__TASK BRIEF__. Scan the records for lines holding "clientTests". Say how many there are and give nothing else.

__DATASET ENTRIES__.
################
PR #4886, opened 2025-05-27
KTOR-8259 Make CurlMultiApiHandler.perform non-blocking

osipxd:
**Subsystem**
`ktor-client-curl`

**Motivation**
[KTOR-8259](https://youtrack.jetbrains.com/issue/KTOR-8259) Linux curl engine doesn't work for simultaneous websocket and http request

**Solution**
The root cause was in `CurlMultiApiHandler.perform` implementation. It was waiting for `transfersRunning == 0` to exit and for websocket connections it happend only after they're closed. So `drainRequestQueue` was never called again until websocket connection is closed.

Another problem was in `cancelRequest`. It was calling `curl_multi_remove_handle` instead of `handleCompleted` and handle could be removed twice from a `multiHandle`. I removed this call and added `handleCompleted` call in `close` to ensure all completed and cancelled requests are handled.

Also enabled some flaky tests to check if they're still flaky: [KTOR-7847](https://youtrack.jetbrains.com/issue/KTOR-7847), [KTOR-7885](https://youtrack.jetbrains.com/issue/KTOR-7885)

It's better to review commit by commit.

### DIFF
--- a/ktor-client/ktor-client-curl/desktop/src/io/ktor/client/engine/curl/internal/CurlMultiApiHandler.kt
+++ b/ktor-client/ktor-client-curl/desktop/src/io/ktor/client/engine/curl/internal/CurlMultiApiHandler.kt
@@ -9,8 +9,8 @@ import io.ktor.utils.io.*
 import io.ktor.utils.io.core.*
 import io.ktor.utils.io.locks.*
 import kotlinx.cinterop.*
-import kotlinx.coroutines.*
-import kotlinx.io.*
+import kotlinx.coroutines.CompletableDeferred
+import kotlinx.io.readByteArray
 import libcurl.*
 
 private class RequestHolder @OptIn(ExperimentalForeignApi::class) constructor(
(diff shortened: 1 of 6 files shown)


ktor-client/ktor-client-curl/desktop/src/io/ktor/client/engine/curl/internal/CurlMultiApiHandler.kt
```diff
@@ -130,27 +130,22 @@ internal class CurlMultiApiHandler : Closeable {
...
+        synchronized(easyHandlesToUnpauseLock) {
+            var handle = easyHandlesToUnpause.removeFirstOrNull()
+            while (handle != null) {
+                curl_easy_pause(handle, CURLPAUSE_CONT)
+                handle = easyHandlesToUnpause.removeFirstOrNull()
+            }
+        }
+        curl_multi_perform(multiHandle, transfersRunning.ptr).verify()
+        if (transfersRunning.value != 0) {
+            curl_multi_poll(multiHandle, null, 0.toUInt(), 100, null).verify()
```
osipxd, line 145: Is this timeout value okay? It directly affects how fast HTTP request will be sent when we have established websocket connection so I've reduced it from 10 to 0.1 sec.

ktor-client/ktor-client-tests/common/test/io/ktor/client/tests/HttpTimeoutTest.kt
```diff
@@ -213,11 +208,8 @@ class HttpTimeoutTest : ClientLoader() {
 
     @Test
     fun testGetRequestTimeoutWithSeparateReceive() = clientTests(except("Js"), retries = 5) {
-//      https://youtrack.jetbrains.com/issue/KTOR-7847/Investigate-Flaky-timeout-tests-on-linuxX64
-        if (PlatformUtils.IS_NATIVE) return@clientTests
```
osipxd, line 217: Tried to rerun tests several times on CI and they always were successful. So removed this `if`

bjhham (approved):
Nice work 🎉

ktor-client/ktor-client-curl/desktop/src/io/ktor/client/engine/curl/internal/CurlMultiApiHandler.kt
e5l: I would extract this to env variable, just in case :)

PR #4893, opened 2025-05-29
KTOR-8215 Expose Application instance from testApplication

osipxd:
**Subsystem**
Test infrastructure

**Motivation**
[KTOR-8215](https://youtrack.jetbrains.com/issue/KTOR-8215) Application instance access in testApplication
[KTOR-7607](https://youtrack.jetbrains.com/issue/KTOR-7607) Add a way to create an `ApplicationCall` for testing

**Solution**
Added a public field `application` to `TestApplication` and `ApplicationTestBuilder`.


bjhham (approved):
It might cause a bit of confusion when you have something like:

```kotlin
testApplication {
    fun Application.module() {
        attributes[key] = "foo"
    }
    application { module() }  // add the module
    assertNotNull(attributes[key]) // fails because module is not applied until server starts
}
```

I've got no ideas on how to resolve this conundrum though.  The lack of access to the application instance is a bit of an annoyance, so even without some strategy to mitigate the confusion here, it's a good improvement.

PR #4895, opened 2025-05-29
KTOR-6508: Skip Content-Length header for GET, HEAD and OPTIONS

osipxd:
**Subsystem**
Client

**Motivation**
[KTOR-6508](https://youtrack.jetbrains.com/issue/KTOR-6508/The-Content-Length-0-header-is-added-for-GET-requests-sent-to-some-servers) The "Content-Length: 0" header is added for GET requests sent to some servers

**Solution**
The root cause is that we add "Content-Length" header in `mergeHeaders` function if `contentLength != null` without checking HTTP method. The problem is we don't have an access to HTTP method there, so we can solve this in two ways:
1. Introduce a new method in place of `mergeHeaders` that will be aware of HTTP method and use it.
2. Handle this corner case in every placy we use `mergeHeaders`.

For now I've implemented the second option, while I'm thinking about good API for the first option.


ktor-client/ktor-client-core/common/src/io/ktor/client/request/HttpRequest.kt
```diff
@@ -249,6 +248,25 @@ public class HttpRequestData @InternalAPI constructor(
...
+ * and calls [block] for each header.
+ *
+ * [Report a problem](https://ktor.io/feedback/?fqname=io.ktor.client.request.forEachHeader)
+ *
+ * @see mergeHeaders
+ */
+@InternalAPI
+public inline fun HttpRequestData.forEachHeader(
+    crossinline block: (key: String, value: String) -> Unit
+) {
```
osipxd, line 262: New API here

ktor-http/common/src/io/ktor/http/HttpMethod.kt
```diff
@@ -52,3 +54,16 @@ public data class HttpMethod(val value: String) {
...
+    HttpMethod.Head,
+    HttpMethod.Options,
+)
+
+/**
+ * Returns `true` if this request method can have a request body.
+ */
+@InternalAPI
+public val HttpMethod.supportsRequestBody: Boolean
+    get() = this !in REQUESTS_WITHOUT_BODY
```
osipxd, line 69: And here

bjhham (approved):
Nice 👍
################
__REPLY TO THE EXERCISE__. 2